With playdates, there’s no such thing as talent. It’s not a class nor a workshop. No one’s paying money (except maybe $5 or $10 to cover supplies) and expecting to get something out of it. It’s-just-play.
Don’t Eat the Glue
When you get people together, you gotta eat. It’s what you do. But when you get people together to play with Art, you gotta keep the Eating and the Art separate.
Come up with a simple menu—say, nachos—and ask folks to sign up for the different ingredients: shredded cheese, chopped onions, chile con queso, lettuce, tomatoes, chips. Our friend Linda, who hosts the monthly resin night, does it best. Her menus are easy yet coordinated. One night it’s Frito Pie. Another night, potato-leek soup and salad. Next month: tamales, posole, and taquitos. It’s served buffet-style, and if the weather’s nice, we eat on the patio. After all, we’ve taken up most of the table space for our art.

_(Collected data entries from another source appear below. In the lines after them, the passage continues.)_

PR #7741, opened 2025-05-12
chore(pnpm): use installed dependencies for pre-commit hook

avivkeller:
Per #7738

### DIFF
--- a/.husky/pre-commit
+++ b/.husky/pre-commit
@@ -1,5 +1,5 @@
 # lint and format staged files
-pnpm dlx lint-staged
+pnpm exec lint-staged
 
 # verify typescript staged files
-pnpm --package=typescript dlx tsc --build apps/site
+pnpm check-types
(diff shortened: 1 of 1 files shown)


.husky/pre-commit
```diff
@@ -1,5 +1,5 @@
 # lint and format staged files
-pnpm dlx lint-staged
+pnpm exec lint-staged
 
 # verify typescript staged files
```
MattIPv4:
```suggestion
# verify typescript fully
```
This is doing a full type-check, not only staged

avivkeller: I've updated the comment. For the record, this was an intentional change as the alternative would be adding TypeScript as a workspace root dependency (I think), so I figured it'd just be better to use our pre existing scripts.

MattIPv4 (approved):

araujogui (approved):

AugustinMauroy (approved):
LGMT !

aymen94 (approved):

bmuenzenmeyer (approved):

Once you’re done eating (and we always eat fast, because we want to get to the playing) clear the dishes, and you’re ready.
K.I.S.S.
Pick something you know how to do yourself. Or pick something you’ve always wanted to learn. You don’t have to be expert. There are many simple yet satisfying activities. Here are a few ideas:
- Collage: Tell your friends to bring a bunch of old magazines, scrapbook papers, doodles or watercolor dabblings that they don’t mind cutting up. It can be cheap picture books bought at garage sales, construction paper, photos that aren’t valuable. Provide a set of color markers, inks and rubber stamps, glue, and cardboard for making the collages. (TIP: ask your friends to bring scissors from home.)
- Paper products: Buy blank note cards and envelopes, a roll of white butcher paper for making homemade gift wrap, manila folders cut into gift tags. Carve shapes into Russet potatoes or sponges for stamping onto your cards and paper. Use the same basic materials as for collage. Walk away with enough items to hold you over through the holidays. Or swap with some of the others so you each go home with a wide variety.
- Decorate journals: Ask everyone to bring a composition book, and then do collage, stamping, and doodling or painting in those.
- Color mandalas.
- Decoupage something: My daughters taught me this—Mod Podge goes on white and sticky, but it dries clear and not sticky. All you have to do is glue images to, say, a small plain cardboard box like the kind you can pick up at a craft store. Once you have all the images and marker or paint decoration you want on the box, brush the entire thing in Mod Podge. Let the glue dry, brush it again. Let it dry and you’re done.
- The list is endless. You can work with recycled materials, beads, clay, Shrinky-Dinks, paper mache. Have you seen those beads that are rolled from magazine paper? Amazing.
Space Matters
Obviously, the amount of space you need depends on what you do, but whatever you do, make sure there’s plenty of space for each person to work. And protect the space by laying down plastic tablecloths or newspapers. If you’re using exacto knives, make sure people have surfaces to cut on.
I like the idea of putting the common supplies at one table so that everyone can access them. For example, if you’re doing collage, keep together all the paper materials.
Also, lighting is important. You may need to move lights from other parts of the house to sufficiently light up all the workspace. It doesn’t hurt to also ask your friends to bring desk lights if they have them.
Epilogue
This is basic stuff. I wouldn’t bother creating a post out of it if I didn’t know just how great it is to make Art with others.
When I hosted that resin playdate in October, at one point I went outside for something. I walked back into the house and the place was still. Everyone had heads down, working in quiet concentration. Some folks talked in low tones, and k.d. lang sang hymns on the stereo, but there was a calm energy in the room. I knew then that we were truly playing. Every one of us was a kid again.